A wheel rotates three times per second in a counterclockwise direction. The center of the wheel does not move.

What angle does the point \(P\) rotate through in one second?

circle divided into 12 equivalent sections. point p on circumference.
A:

\(\frac{2\pi}{3}\) radians

B:

\(2\pi\) radians

C:

\(3\pi\) radians

D:

\(6\pi\) radians

Problem 2

A bicycle wheel is spinning in place. The vertical position of a point on the wheel, in inches, is described by the function \(f(t) = 13.5\sin(5 \boldcdot 2\pi t) + 20\). Time \(t\) is measured in seconds.

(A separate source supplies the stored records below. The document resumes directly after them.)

PR #6076, opened 2025-06-01
Reuse bounds size functions

hlfan:
Reuse more utilities instead of redoing from scratch.

### DIFF
--- a/app/assets/javascripts/index/query.js
+++ b/app/assets/javascripts/index/query.js
@@ -223,11 +223,8 @@ OSM.Query = function (map) {
   }
 
   function featureArea({ bounds }) {
-    const height = bounds.maxlat - bounds.minlat;
-    let width = bounds.maxlon - bounds.minlon;
-
-    if (width < 0) width += 360;
-    return width * height;
+    if (bounds.maxlon < bounds.minlon) bounds.maxlon += 360;
+    return OSM.boundsArea([[bounds.minlat, bounds.minlon], [bounds.maxlat, bounds.maxlon]]);
   }
 
   /*
--- a/app/assets/javascripts/leaflet.map.js
+++ b/app/assets/javascripts/leaflet.map.js
@@ -1,7 +1,6 @@
 L.extend(L.LatLngBounds.prototype, {
-  getSize: function () {
-    return (this._northEast.lat - this._southWest.lat) *
-           (this._northEast.lng - this._southWest.lng);
+  toArray: function () {
+    return [[this.getSouth(), this.getWest()], [this.getNorth(), this.getEast()]];
   },
 
   wrap: function () {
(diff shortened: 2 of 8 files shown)


AntonKhorev:
What do you think `.wrap()` on `L.LatLngBounds` does? See https://github.com/openstreetmap/openstreetmap-website/pull/5473#issue-2770179737.

hlfan:
Updated `.getSize()` so `.wrap()` isn't necessary anymore.

AntonKhorev:
Why do you want to add a Leaflet dependency to the code that doesn't use Leaflet?

hlfan:
> Why do you want to add a Leaflet dependency to the code that doesn't use Leaflet?

Good question, I removed it!

app/assets/javascripts/index/query.js
```diff
@@ -252,7 +247,7 @@ OSM.Query = function (map) {
    */
   function queryOverpass(lat, lng) {
     const latlng = L.latLng(lat, lng).wrap(),
-          bounds = map.getBounds().wrap(),
+          bounds = map.wrapLatLngBounds(map.getBounds()),
```
AntonKhorev: What does this wrap do, given that later each bbox corner point goes through `OSM.cropLocation` which calls `wrap` again?

hlfan: Removed, previously didn't question 2d22ab10f759828e27876f138b419ff4c0913b87.

test/javascripts/osm_test.js
```diff
@@ -55,10 +55,10 @@ describe("OSM", function () {
     it("parses bbox params", function () {
       const expected = L.latLngBounds([57.6247, -3.6845], [57.7247, -3.7845]);
       let params = OSM.mapParams("?bbox=-3.6845,57.6247,-3.7845,57.7247");
-      expect(params).to.have.property("bounds").deep.equal(expected);
+      expect(L.latLngBounds(params.bounds)).to.deep.equal(expected);
```
AntonKhorev: The test claims to test `.mapParams`. Why does it need to convert both the expected and the actual value to `L.latLngBounds` before comparing them?

app/assets/javascripts/leaflet.map.js
```diff
@@ -369,6 +368,14 @@ L.extend(L.Icon.Default.prototype, {
   }
 });
 
+OSM.boundsArea = function ([[minLat, minLon], [maxLat, maxLon]]) {
+  const height = maxLat - minLat;
+  let width = maxLon - minLon;
+
+  if (width < 0) width += 360;
```
AntonKhorev: This fix is specific to what Overpass returns. You want to put it into a generic area calculation. Do you think it's going to work for all possible bounding boxes?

  1. What is the meaning of 13.5 in this context?
  2. What is the meaning of 5 in this context?
  3. What is the meaning of 20 in this context?

Problem 3

Each expression describes the vertical position, in feet off the ground, of a carriage on a Ferris wheel after \(t\) minutes. Which function describes the largest Ferris wheel?

A:

\(100 \sin\left(\frac{2\pi t}{20}\right) + 110\)

B:

\(100 \sin\left(\frac{2\pi t}{30}\right) + 110\)

C:

\(200 \sin\left(\frac{2\pi t}{30}\right) + 210\)

D:

\(250 \sin\left(\frac{ 2\pi t}{20}\right) + 260\)

Problem 4

Which trigonometric function has period 5?

A:

\(f(x) = \sin\left(\frac{1}{5}x\right)\)

B:

\(f(x) = \sin(5x)\)

C:

\(f(x) = \sin\left(\frac{5}{2\pi}x\right)\)

D:

\(f(x) = \sin\left(\frac{2\pi}{5} x\right)\)

Problem 5

  1. What is the period of the function \(f\) given by \(f(t) = \cos(4\pi t)\)? Explain how you know.
  2. Sketch a graph of \(f\).
horizontal axis, t, scale 0 to 1, by the fraction 1 over 8's. vertical axis, y, scale -1 to 1, by 1's. 

Problem 6

Here is a graph of \(y=\cos(x)\).

graph of y = cosine x. amplitude = 1. period = 2 pi.
  1. Sketch a graph of \(\cos(2x)\).
    horizontal axis, x, scale -2 pi to 2 pi, by the fraction pi over 2's. vertical axis -1 to 1's, by 1's. 
  2. How do the two graphs compare?
(From Unit 6, Lesson 15.)

Problem 7

Here is a table that shows the values of functions \(f\), \(g\), and \(h\) for some values of \(x\)

\(x\) \(f(x)\) \(g(x)=f(a x)\) \(h(x)=f(b x)\)
0 -125 -125 -125
3 -8 -64 -42.875
6 1 -27 -8
9 64 -8 -0.125
12 343 -1 1
15 1000 0 15.625
18 2197 1 64
21 4096 8 166.375
  1. Use the table to determine the value of \(a\) in the equation \(g(x)=f(ax)\).
  2. Use the table to determine the value of \(b\) in the equation \(h(x)=f(bx)\).
(From Unit 5, Lesson 9.)